Check each line of the material below, and copy it if it holds the string "based".
○ ○ ○ ○ ○ ○ ○
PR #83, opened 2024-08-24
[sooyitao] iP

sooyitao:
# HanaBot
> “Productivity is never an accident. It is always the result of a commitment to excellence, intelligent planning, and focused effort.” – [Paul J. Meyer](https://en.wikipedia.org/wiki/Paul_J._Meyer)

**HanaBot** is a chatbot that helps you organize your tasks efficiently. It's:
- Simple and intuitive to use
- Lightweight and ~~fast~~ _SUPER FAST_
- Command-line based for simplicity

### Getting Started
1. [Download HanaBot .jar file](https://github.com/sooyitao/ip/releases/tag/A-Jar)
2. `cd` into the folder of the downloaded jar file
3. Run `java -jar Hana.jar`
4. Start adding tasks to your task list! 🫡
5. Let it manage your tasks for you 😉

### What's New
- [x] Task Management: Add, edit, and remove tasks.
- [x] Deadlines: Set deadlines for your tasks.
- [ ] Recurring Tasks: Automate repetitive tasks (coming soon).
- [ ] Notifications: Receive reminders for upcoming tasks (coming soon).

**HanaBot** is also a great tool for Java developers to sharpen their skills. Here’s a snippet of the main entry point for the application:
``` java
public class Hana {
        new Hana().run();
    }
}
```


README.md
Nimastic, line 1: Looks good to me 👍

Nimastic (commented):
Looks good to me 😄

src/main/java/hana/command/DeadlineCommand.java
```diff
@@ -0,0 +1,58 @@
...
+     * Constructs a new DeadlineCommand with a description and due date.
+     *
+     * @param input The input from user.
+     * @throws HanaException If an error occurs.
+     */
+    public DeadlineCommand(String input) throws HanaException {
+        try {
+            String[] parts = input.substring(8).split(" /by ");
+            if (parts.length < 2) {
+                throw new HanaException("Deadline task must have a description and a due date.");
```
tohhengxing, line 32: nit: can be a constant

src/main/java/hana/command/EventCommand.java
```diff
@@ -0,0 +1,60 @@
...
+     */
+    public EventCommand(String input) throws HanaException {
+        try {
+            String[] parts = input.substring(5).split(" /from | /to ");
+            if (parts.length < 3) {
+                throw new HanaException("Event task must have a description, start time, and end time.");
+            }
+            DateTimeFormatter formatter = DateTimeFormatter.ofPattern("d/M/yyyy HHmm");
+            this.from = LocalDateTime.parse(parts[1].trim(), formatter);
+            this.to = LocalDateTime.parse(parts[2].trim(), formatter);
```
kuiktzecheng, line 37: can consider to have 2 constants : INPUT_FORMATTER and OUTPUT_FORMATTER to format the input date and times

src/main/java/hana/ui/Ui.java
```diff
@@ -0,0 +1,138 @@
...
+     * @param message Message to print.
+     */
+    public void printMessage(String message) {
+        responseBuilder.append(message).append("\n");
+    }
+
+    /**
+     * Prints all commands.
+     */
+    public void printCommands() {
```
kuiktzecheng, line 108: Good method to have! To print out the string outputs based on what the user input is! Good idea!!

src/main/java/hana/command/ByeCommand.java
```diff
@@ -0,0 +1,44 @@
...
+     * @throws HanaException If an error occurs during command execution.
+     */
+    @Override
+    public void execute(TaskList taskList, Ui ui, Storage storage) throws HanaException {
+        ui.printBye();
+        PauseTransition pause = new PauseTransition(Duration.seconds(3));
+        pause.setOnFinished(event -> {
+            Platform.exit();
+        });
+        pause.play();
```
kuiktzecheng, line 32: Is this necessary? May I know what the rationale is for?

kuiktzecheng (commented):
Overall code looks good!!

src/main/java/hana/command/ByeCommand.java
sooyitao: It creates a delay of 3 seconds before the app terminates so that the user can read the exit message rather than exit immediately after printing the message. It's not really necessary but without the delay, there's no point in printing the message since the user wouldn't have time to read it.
○ ○ ○ ○ ○ ○ ○
## [Finished exercise]
- Command-line based for simplicity
kuiktzecheng, line 108: Good method to have! To print out the string outputs based on what the user input is! Good idea!!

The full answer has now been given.